Blogging and Social Media

The following activities are strictly prohibited, with no exceptions:

  • Unauthorized blogging or social media posts whether using WeSalute's property and systems or personal computer systems.

  • Revealing any confidential or proprietary information, trade secrets or any other material covered by WeSalute's Data Protection Policy when engaged in blogging or social media posts.

  • Any blogging or social media posts that may harm or tarnish the image, reputation and/or goodwill of WeSalute and/or any of its Team Members. Team Members are also prohibited from making any discriminatory, disparaging, defamatory or harassing comments when blogging or posting or otherwise engaging in any conduct prohibited by WeSalute's Code of Conduct.

  • Team Members may also not attribute personal statements, opinions or beliefs to WeSalute when engaged in blogging or in social media posts. If a Team Member is expressing his or her beliefs and/or opinions in blogs or posts, the Team Member may not, expressly or implicitly, represent themselves as a Team Member or representative of WeSalute. Team Members assume any and all risk associated with blogging or posts.

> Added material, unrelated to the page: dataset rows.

PR #69, opened 2020-02-07
userland_generic.ld: Include .sdata in the data section

alistair23:
If an ELF has a .sdata section it won't be copied to the TBF file. To
ensure that it makes it in let's include it in the data section.

### DIFF
--- a/userland_generic.ld
+++ b/userland_generic.ld
@@ -108,6 +108,10 @@ SECTIONS {
         . = ALIGN(4); /* Make sure we're word-aligned here */
         _data = .;
         KEEP(*(.data*))
+	/* Include the "small data" in the data section. Otherwise it will be
+	 * dropped when the TBF is created.
+	 */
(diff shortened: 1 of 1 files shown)


alistair23:
@gkelly I'm not sure what you mean?

sdata seems to just be [small data](https://embarc.org/toolchain/gcc/small-data.html) it's not RISC-V specific. Do you want me to add a comment saying that it's small data?

ppannuto:
Huh, interesting; from a quick skim of that doc, looks like a new gcc thing
circa ~late 2017, TIL.

If you wouldn’t mind still adding a comment and pointer, we err pretty hard
on the side of doing anything possible to make the linker scripts easier to
read and maintain. Thanks!

gkelly:
Oh yeah this is generic, sorry @alistair23.

alistair23:
I added a comment

PR #72, opened 2020-03-04
LCD 16x2 library HD44780

teonaseverin:
Created an LCD 16x2 library for HD44780 based on the gpio library and an example using it.


bradjc:
This is really cool! Can you make two changes?
1. Move the lcd_1602.c/h files into the app folder. Libtock is just shims on top of syscalls, and so far we have been storing all higher-level library code in application folders.
2. Add a README.md describing the hardware you are using and a brief description of what should happen when the app runs.

Otherwise looks good!

examples/lcd_16x2/README.md
```diff
@@ -0,0 +1,24 @@
...
+Datasheet for the LCD: https://www.sparkfun.com/datasheets/LCD/HD44780.pdf 
+
+Supported Boards
+-----------------
+- It should support any board that has GPIO support. The communication is being done 
+only through GPIO pins. 
+
+Tested Boards
+-----------------
+- NUCLEO-F429ZI
```
bradjc: Can you add a link to the LCD model, and which GPIO pins you connected? I just want to make sure we record that to make it easier to test this in the future.

teonaseverin:
Hey guys!

Do you have any feedback here?

examples/lcd_16x2/lcd_1602.h
```diff
@@ -0,0 +1,116 @@
+/*
+	lcd_1602.h - C implementation of the LiquidCrystal class, providing basic
+	API for communicating with the 16x2 HD44780 LCD; 
+
+	The code was developed based on the basic Arduino Library for the LCD: 
+		https://github.com/arduino-libraries/LiquidCrystal.git
```
ppannuto: :(  :(

I don't think we can take this code unfortunately. My understanding is that this is a derivative work of a GPL-licensed driver, and pulling that in would require libtock-c to become GPL as well.

@alevy are actually going to confer with some software licensing professionals next week, so I'll try to ask about this specific case in case I'm wrong, but I think we would need to ask the upstream library to re-license as Apache or MIT or something equally permissive.

ppannuto: Unfortunately, I think it's confirmed that we need to either ask the upstream library to re-license a release for us to base a derivative work on or we'll have to reimplement this from scratch from datasheets.

ppannuto:
I'm going to close this because we unfortunately can't take this code as-is. If the upstream author is willing to re-license, or there's a clean implementation, we're certainly happy to take the driver.

For folks coming across this without licensing concerns, this will certainly still work compiled into your own applications, etc.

  • Apart from following all laws pertaining to the handling and disclosure of copyrighted or export controlled materials, WeSalute's trademarks, logos and any other intellectual property may also not be used in connection with any unauthorized blogging or social media posts.

Policy Compliance

Compliance Measurement

SystemsOps will verify compliance to this policy through various methods, including but not limited to, business tool reports, internal and external audits, and feedback to the policy owner.

Definition and Terms

The following definition and terms can be found in the SANS Glossary.

  • Blogging
  • Honeypot
  • Honeynet
  • Proprietary Information
  • Spam

Policy Review, Disciplinary, & Responsibility

Disciplinary and Non-Compliance

Any Team Member found to have violated this policy may be subject to disciplinary action, up and including termination of WeSalute employment.

Responsibility

SystemsOps is responsible for ensuring the TASSA policy is followed.

warning

This Policy currently does not have the required policy footer content standard on WeSalute Policies. This may be intentional by the nature of the content.